Lak Si (หลักสี่, /th/) is one of the 50 districts (khet) of Bangkok, Thailand. It is bounded by (from the north clockwise): Don Mueang, Bang Khen and Chatuchak of Bangkok; Mueang Nonthaburi district and Pak Kret district of Nonthaburi province.
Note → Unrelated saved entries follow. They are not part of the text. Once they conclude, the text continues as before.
PR #63, opened 2019-02-26
affinity.c get_cpu_affinity only one return

### LINKED ISSUE #62: affinity.c has only one possible return value
Looking at the `mpp/affinity.c` code, the `get_cpu_affinity` function has two return lines.  

```c
  if (last_cpu != -1) {return (first_cpu);}
  return (last_cpu == -1) ? first_cpu : -1;
```
However, when looking at all the possible ways the two `if` statements can be evaluated, there is only one true return value: `first_cpu`.  This should be reduced to only one return statement.  

Further evaluation shows the function sets a default value for `first_cpu = -1`, and this should be safe.

underwoo:
The `get_cpu_affinity` function in `mpp/affinity.c` had two return lines
that essentially resulted in only one possible return value `first_cpu`.
This commite reduces the return statement to simply `return first_cpu`.

Resolves #62.

This needs to be merged at the same time as NOAA-GFDL/coupler#9.

### DIFF
--- a/mpp/affinity.c
+++ b/mpp/affinity.c
@@ -67,7 +67,7 @@ int get_cpu_affinity_(void) { return get_cpu_affinity(); }	/* Fortran interface 
 /*
  * Set CPU affinity to one core.
  */
-void set_cpu_affinity( int cpu )
+int set_cpu_affinity( int cpu )
 {
   cpu_set_t coremask;		/* core affinity mask */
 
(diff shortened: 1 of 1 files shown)


bensonr:
This code update is acceptable.

There needs to be an update to coupler_main.F90 to test the result of calls to this function to ensure it is a valid return code (/= -1).  Could you please create an issue and assign it to me.

underwoo:
Issue NOAA-GFDL/coupler#7 created.

menzel-gfdl:
@underwoo I see several problems with this file:

1.) The function set_cpu_affinity() is defined to return void, but instead tries to return 0 or -1.
2.) Similar issue for the function set_cpu_affinity_
3.) The variable last_cpu is no longer used in the function get_cpu_affinity()

underwoo:
@menzel-gfdl I updated the function prototypes to be `int`.

bensonr:
+1

Code updates mirror what I tested with internally.

We may need to rework pull request #49 in light of the interface and return code changes.

PR #984, opened 2026-07-24
Fix primary index tree ignoring the table's tablespace

### LINKED ISSUE #986: No such file or directory error when pk spills on disk when table has tablespace
This test is currently red:

```python
def test_primary_tree_follows_table_tablespace(self):
		tbsp_dir = tempfile.mkdtemp(prefix='oriole_tbsp_')
		self.addCleanup(shutil.rmtree, tbsp_dir, ignore_errors=True)

		node = self.node
		# Small pool so insert overflows it and forces the PK tree onto disk.
		node.append_conf('postgresql.conf', "orioledb.main_buffers = 8MB\n")
		node.start()

		node.safe_psql('postgres', "CREATE EXTENSION orioledb;")
		node.safe_psql('postgres',
		               f"CREATE TABLESPACE ots LOCATION '{tbsp_dir}';")
		node.safe_psql(
		    'postgres', """
			CREATE TABLE o_ts (k int PRIMARY KEY, v text NOT NULL)
				USING orioledb TABLESPACE ots;
		""")
		node.safe_psql(
		    'postgres', """
			INSERT INTO o_ts
				SELECT i, repeat('x', 2000) FROM generate_series(1, 20000) i;
		""")

		self.assertEqual(
		    node.execute('postgres', "SELECT count(*) FROM o_ts;")[0][0],
		    20000)
```

I created two PRs:
#984 - moves PK to table's tablespace
#987 - reactively ensures default directory exists

deadtrickster:
When writing a repro for pg_checksums crash I hit this strange "no such file or directory" error

```
    FATAL: could not open data file orioledb_data/5/16481: No such file or directory
```

The key tree was resolving not to the table's tablespace, but default, which wasn't
there, IIUC because repro script didn't have anything in the default tablespace yet.

Somewhat large set is needed to spill the key on disk.

Fixed by forcing the primary tree to follow table's tablespace.

I did so many multi-terabyte tests and didn't catch it with tpcc, oh well.

closes #986

### DIFF
--- a/Makefile
+++ b/Makefile
@@ -178,6 +178,7 @@ ISOLATIONCHECKS = bitmap_hist_scan \
 				  concurrent_truncate \
 				  uniq
 TESTGRESCHECKS_PART_1 = test/t/amcheck_test.py \
+						test/t/tablespace_test.py \
 						test/t/checkpointer_test.py \
 						test/t/correlation_test.py \
 						test/t/eviction_bgwriter_test.py \
--- a/src/catalog/o_indices.c
+++ b/src/catalog/o_indices.c
@@ -374,7 +374,11 @@ make_primary_o_index(OTable *table, OIndexVersionMode ixVerMode)
 	else
 		result->compress = table->primary_compress;
 	result->fillfactor = table->fillfactor;
-	result->tablespace = tableIndex->tablespace;
+
+	/*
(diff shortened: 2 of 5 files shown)


homper:
Decided to go this way: #987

The district is served by SRT Dark Red Line (at Thung Song Hong station, Lak Si station and Kan Kheha station) and MRT Pink Line (at Muang Thong Thani MRT station, Chaeng Watthana 14 MRT station, Government Complex MRT station, National Telecom MRT station, Lak Si station and Rajabhat Phranakhon MRT station)

==History==
The name Lak Si means 'fourth milestone' referring to the fourth milestone of Khlong Prem Prachakon (คลองเปรมประชากร), a canal dug during King Chulalongkorn's reign linking Bangkok to Bang Pa-in. Lak Si became a district on 21 November 1997, separating from Don Mueang District.

==Administration==
The district is divided into two sub-districts (khwaeng).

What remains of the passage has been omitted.